Des arguments repris par la puissante organisation agricole Copa-Cogeca, qui manifestait son opposition mardi devant le Parlement au nom d’une approche productiviste.

Dans une manifestation concurrente, une centaine de militants pour le climat emmenés par Greta Thunberg ont au contraire défendu le projet.

“Pour atténuer crise climatique et perte de biodiversité, nous devons restaurer davantage la nature. La science l’a prouvé”, a déclaré à l’AFP la jeune militante suédoise, espérant un vote “le plus large possible” en faveur du texte.

“Un vrai problème”

A l’approche du scrutin européen de juin 2024, la stratégie du PPE est taxée d'”électoraliste” par les partisans du texte, qui dénoncent “des contre-vérités” et s’alarment d’un rapprochement avec l’extrême droite (ID) et les eurosceptiques (ECR).

“Historiquement, la droite avait la conservation de la nature dans sa philosophie. Aujourd’hui, elle préfère s’aligner sur l’extrême droite et les lobbies, c’est une rupture”, a déploré l’écologiste Yannick Jadot auprès de l’AFP.

“Les fameux 10% des terres agricoles gelées, cela n’a tout simplement jamais existé”, abonde Pascal Canfin (Renew, centristes), président de la commission Environnement.

Il s’agit d‘une cible indicative à l’échelle de l’UE qu’on peut atteindre en plantant des arbres fruitiers ou via des rotations de cultures, a-t-il rappelé. Sans compter que cela pourrait renforcer les rendements agricoles (moindre érosion des sols, pollinisation accrue, retour d’oiseaux s’attaquant aux parasites…).

“On est très en colère contre l’impossibilité d’avoir un débat rationnel. D’habitude, ce genre d’argument est porté par l’extrême droite, jamais le PPE. On a un vrai problème“, s’alarme cet ancien ministre français.

Le strict minimum

Pourtant, avec plus de 80% des habitats naturels européens déjà dégradés, “il s’agit du strict minimum, qui n’est même pas à la hauteur des enjeux pour être dans les clous de l’Accord de Paris” sur le climat, insiste Manon Aubry (GUE/NGL, gauche radicale).

Si la gauche se montre très favorable au texte, les centristes de Renew restent divisés, avec un tiers d’élus réticents, ce qui augure d’un vote se jouant à quelques voix sur la motion de rejet.

Si cette dernière est adoptée, la présidente du Parlement Roberta Metsola demandera à Bruxelles de retirer son texte. La Commission européenne a déjà prévenu qu’elle ne soumettrait pas de proposition alternative.

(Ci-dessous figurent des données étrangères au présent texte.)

PR #101, opened 2018-01-15
PEP8 rolling through

betatim:
Nothing to see here, just some PEP8'ing.

### DIFF
--- a/papermill/tests/test_execute.py
+++ b/papermill/tests/test_execute.py
@@ -8,6 +8,8 @@ import unittest
 
 from functools import partial
 
+import six
+
 import nbformat
 
 from ..api import read_notebook
@@ -15,9 +17,11 @@ from ..execute import execute_notebook, log_outputs, _translate_type_python, _tr
 from ..exceptions import PapermillExecutionError
 from . import get_notebook_path, RedirectOutput
 
-python_2 = sys.version_info[0] == 2
-PYTHON = 'python2' if python_2 else 'python3'
-execute_notebook = partial(execute_notebook, kernel_name=PYTHON)
+
+if six.PY2:
+    execute_notebook = partial(execute_notebook, kernel_name='python2')
+else:
+    execute_notebook = partial(execute_notebook, kernel_name='python3')
 
 
 @pytest.mark.parametrize("test_input,expected", [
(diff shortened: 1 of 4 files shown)


papermill/tests/test_execute.py
```diff
@@ -2,22 +2,25 @@
...
 from . import get_notebook_path, RedirectOutput
 
-python_2 = sys.version_info[0] == 2
-PYTHON = 'python2' if python_2 else 'python3'
-execute_notebook = partial(execute_notebook, kernel_name=PYTHON)
+
+if six.PY2:
+    execute_notebook = partial(execute_notebook, kernel_name='python2')
+else:
+    execute_notebook = partial(execute_notebook, kernel_name='python3')
```
MSeal: simpler as `execute_notebook = partial(execute_notebook, kernel_name='python3' if six.PY2 else 'python2')`

papermill/tests/test_parameterize.py
```diff
@@ -1,11 +1,15 @@
...
 import unittest
 
+import six
+
 from ..api import read_notebook
 from ..execute import _parameterize_notebook
 from . import get_notebook_path
 
-PYTHON = 'python2' if sys.version_info[0] == 2 else 'python3'
+if six.PY2:
```
MSeal: nbd but I think the single line version reads better `PYTHON = 'python2' if six.PY2 else 'python3'`

betatim: 👍

papermill/tests/test_execute.py
betatim: Can we split the difference on this one? I wouldn't ever expect a ternary inside an argument like that and it makes the line super long (as in >79chars which is my religion ;) )

MSeal: That 80 char limit is super irritating in modern coding environments (especially with 4 space python :P). If you really don't like the ternary then at least keep it a bit more DRY and make a kernal_name variable which captures the six logic and only repeat `execute_notebook = partial(execute_notebook, kernel_name=kernel_name)` once

MSeal: Sound alright? If you strong disagree I'm still ok with merging as it's better than it was regardless.

betatim: Done.

Next you are going to tell me some of your friends use tabs :p

PR #110, opened 2018-01-29
string + string (not string + bytes)

michelorengo:
In Python 3, the following:
`
decoded = (undecoded + s).decode(encoding)
`
will result in a TypeError: must be str, not bytes because s is of type bytes and undecoded is of type string.
The suggested PR will fix this issue.

### DIFF
--- a/papermill/s3.py
+++ b/papermill/s3.py
@@ -467,7 +467,7 @@ class S3(object):
 
                         if encoding and not raw:
                             try:
-                                decoded = (undecoded + s).decode(encoding)
+                                decoded = undecoded + s.decode(encoding)
                                 undecoded = ''
                                 yield decoded
                             except UnicodeDecodeError as ude:


MSeal:
@michelorengo Mind if this comes with a test? :) Looks like we were missing some coverage here.

michelorengo:
Ideally, we would want to use a library to mock boto: either moto (https://github.com/spulec/moto) or placebo (https://github.com/garnaat/placebo) is a good choice. There may be others. Idk. Any preferences?
However, you/we may want to ask yourselves/ourselves whether such module (s3.py) should really exist. It probably makes sense to use a library such as s3fs (https://github.com/dask/s3fs). This is what Pandas uses for S3 and given that this project already has a dependency on Pandas it will not add an "exotic" dependency. Not to say that tests should not be written but if we were to spend time on it we may as well refactor the code and use s3fs.

MSeal:
I generally agree with that approach. I'ved used https://github.com/jubos/fake-s3 in the past with a before hook launch -- but it adds ruby as a dependency to tests so I wouldn't recommend it here.

I haven't used s3fs before but your argument sounds solid. There may be a case to be made to add a minimal test here without too much refactor and then go a bigger PR with the swap-over. I'd leave that judgement call to you but I can probably help with s3fs changes/testing later on as well.

michelorengo:
@MSeal, will work on the test but unfortunately, I won't be able to do very soon: my day-to-day job leaves me little time to work on that and going on vacation soon.

MSeal:
I'll go ahead and merge this for now to get the fix in. Let's discuss s3 interface/testing in a separate issue.

PR #112, opened 2018-01-29
ip_display with list arguments

michelorengo:
objects to be displayed with ip_display (IPython.display.display) are in argument list not keywords.
The suggested changes are to remove the keyword argument "data=" and pass the objects as first argument.
(note that the data= does not work on the latest ipython)

PR #114, opened 2018-01-30
Display args fix

MSeal:
objects to be displayed with ip_display (IPython.display.display) are in argument list not keywords.
data= does not work on the latest ipython

Spec fix included from original PR: https://github.com/nteract/papermill/pull/112


MSeal:
Circumventing normal review process and merging to get a fix shipped. Already discussed the fix with @ewmassey

rgbkrk:
Thank you!

PR #120, opened 2018-02-13
Parameterized start_timeout for kernel

MSeal:
For a special kernel we use the startup time is substantially longer than 60 seconds and we want to be able to parameterize that value.


papermill/cli.py
```diff
@@ -29,9 +29,11 @@
               help="Flag for turning on the progress bar.")
 @click.option('--log-output/--no-log-output', default=False,
               help="Flag for writing notebook output to stderr.")
+@click.option('--start_timeout', type=int, default=60,
+              help="Time in seconds to wait for kernel to start.")
```
rgbkrk: 👍

rgbkrk:
:shipit:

Les Etats membres, qui ont déjà adopté leur position en juin, pourraient décider de confirmer leur approche, mais sans soutien du Parlement. “Ce serait game over” pour l’avenir politique du projet, selon M. Canfin.

Si la motion de rejet n’est pas adoptée, les eurodéputés examineront un compromis correspondant exactement à la position commune des Etats, laquelle a d’ailleurs été soutenue par une majorité de gouvernements appartenant au PPE.

Puis ils voteront sur quelque 136 amendements pour déterminer la position du Parlement en vue des négociations avec les Etats.

“L’ambition pourrait être très profondément affaiblie, mais ce sera mieux que rien”, estime Pascal Canfin.